● **ACTION ITEM**:
I'd like an exact copy of every line from the start of the entries below through the line containing "We would like", please.

[Stored items]
· · · · ·

PR #3599, opened 2021-03-01
sample-gltf-viewer: introduce QR code feature.

prideout:
This works in tandem with the new page at https://google.github.io/filament/qrcode/

Screen Shot 2021-03-01 at 9 46 36 AM

This feature did not require any changes to `ModelViewer.kt` or any of our libraries. It involves the following additions to the app MainActivity:

- Add a button to the app bar, which requires AppCompatActivity as per
  https://developer.android.com/training/appbar/setting-up

- Add a PreviewView widget from androidx.

- Add usage of BarcodeScanner in mlkit.

- Add a coroutine for downloading data via HttpURLConnection.

We would like to add more features in the future, including the ability
to drop additional models without rescanning and the ability to drop
zip files.

This feature was inspired by a Model Viewer editor feature, thanks @elalish

### DIFF
--- a/android/samples/sample-gltf-viewer/src/main/java/com/google/android/filament/gltf/MainActivity.kt
+++ b/android/samples/sample-gltf-viewer/src/main/java/com/google/android/filament/gltf/MainActivity.kt
@@ -45,13 +45,14 @@ import java.net.URL
 import java.nio.Buffer
 import java.nio.ByteBuffer
 import java.util.concurrent.Executors
+import java.util.zip.ZipInputStream
 
 class MainActivity : AppCompatActivity() {
 
     companion object {
         // Load the library for the utility layer, which in turn loads gltfio and the Filament core.
         init { Utils.init() }
-        private const val TAG = "gltf"
+        private const val TAG = "gltf-viewer"
     }
 
     private lateinit var surfaceView: SurfaceView
@@ -127,8 +128,8 @@ class MainActivity : AppCompatActivity() {
                 .setBackpressureStrategy(ImageAnalysis.STRATEGY_KEEP_ONLY_LATEST)
                 .build()
 
-        imageAnalysis.setAnalyzer(Executors.newSingleThreadExecutor(), {
-            imageProxy -> scanQRCode(imageProxy)
+        imageAnalysis.setAnalyzer(Executors.newSingleThreadExecutor(), { imageProxy ->
+            scanQRCode(imageProxy)
         })
 
         try {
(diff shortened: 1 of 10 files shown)


elalish:
Let me get this straight: you also created a project called `ModelViewer`? 🤦‍♂️

prideout:
> Let me get this straight: you also created a project called `ModelViewer`? 🤦‍♂️

Well it's just the name of a Kotlin class, it seemed like the most appropriate name at the time.  :)

android/samples/sample-gltf-viewer/src/main/java/com/google/android/filament/gltf/MainActivity.kt
```diff
@@ -74,6 +111,126 @@ class MainActivity : Activity() {
         modelViewer.view.bloomOptions = bloomOptions
     }
 
+    private fun bindPreview(cameraProvider: ProcessCameraProvider) {
+        val preview : Preview = Preview.Builder().build().also {
```
bejado, line 115: I think you can leave off the `: Preview` here and `: CameraSelector` down below

android/samples/sample-gltf-viewer/src/main/java/com/google/android/filament/gltf/MainActivity.kt
```diff
@@ -74,6 +111,126 @@ class MainActivity : Activity() {
...
+        if (previewView.visibility != View.VISIBLE) {
+            imageProxy.close()
+            return
+        }
+        val options = BarcodeScannerOptions.Builder().setBarcodeFormats(Barcode.FORMAT_QR_CODE).build()
+        val image = InputImage.fromMediaImage(mediaImage, imageProxy.imageInfo.rotationDegrees)
+        val scanner = BarcodeScanning.getClient(options)
+        scanner.process(image)
+                .addOnSuccessListener { barcodes ->
+                    for (barcode in barcodes) {
```
bejado, line 173: If multiple barcodes are detected, does it make sense to call `downloadFromBarcode` for each? Perhaps we just want to download the first one we find.

bejado (approved):

android/samples/sample-gltf-viewer/src/main/java/com/google/android/filament/gltf/MainActivity.kt
prideout: Good catch, I will simplify this.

· · · · ·

● **ANSWER TO THE PROBLEM**:
PR #3599, opened 2021-03-01
sample-gltf-viewer: introduce QR code feature.

prideout:
This works in tandem with the new page at https://google.github.io/filament/qrcode/

Screen Shot 2021-03-01 at 9 46 36 AM

This feature did not require any changes to `ModelViewer.kt` or any of our libraries. It involves the following additions to the app MainActivity:

- Add a button to the app bar, which requires AppCompatActivity as per
  https://developer.android.com/training/appbar/setting-up

- Add a PreviewView widget from androidx.

- Add usage of BarcodeScanner in mlkit.

- Add a coroutine for downloading data via HttpURLConnection.

We would like to add more features in the future, including the ability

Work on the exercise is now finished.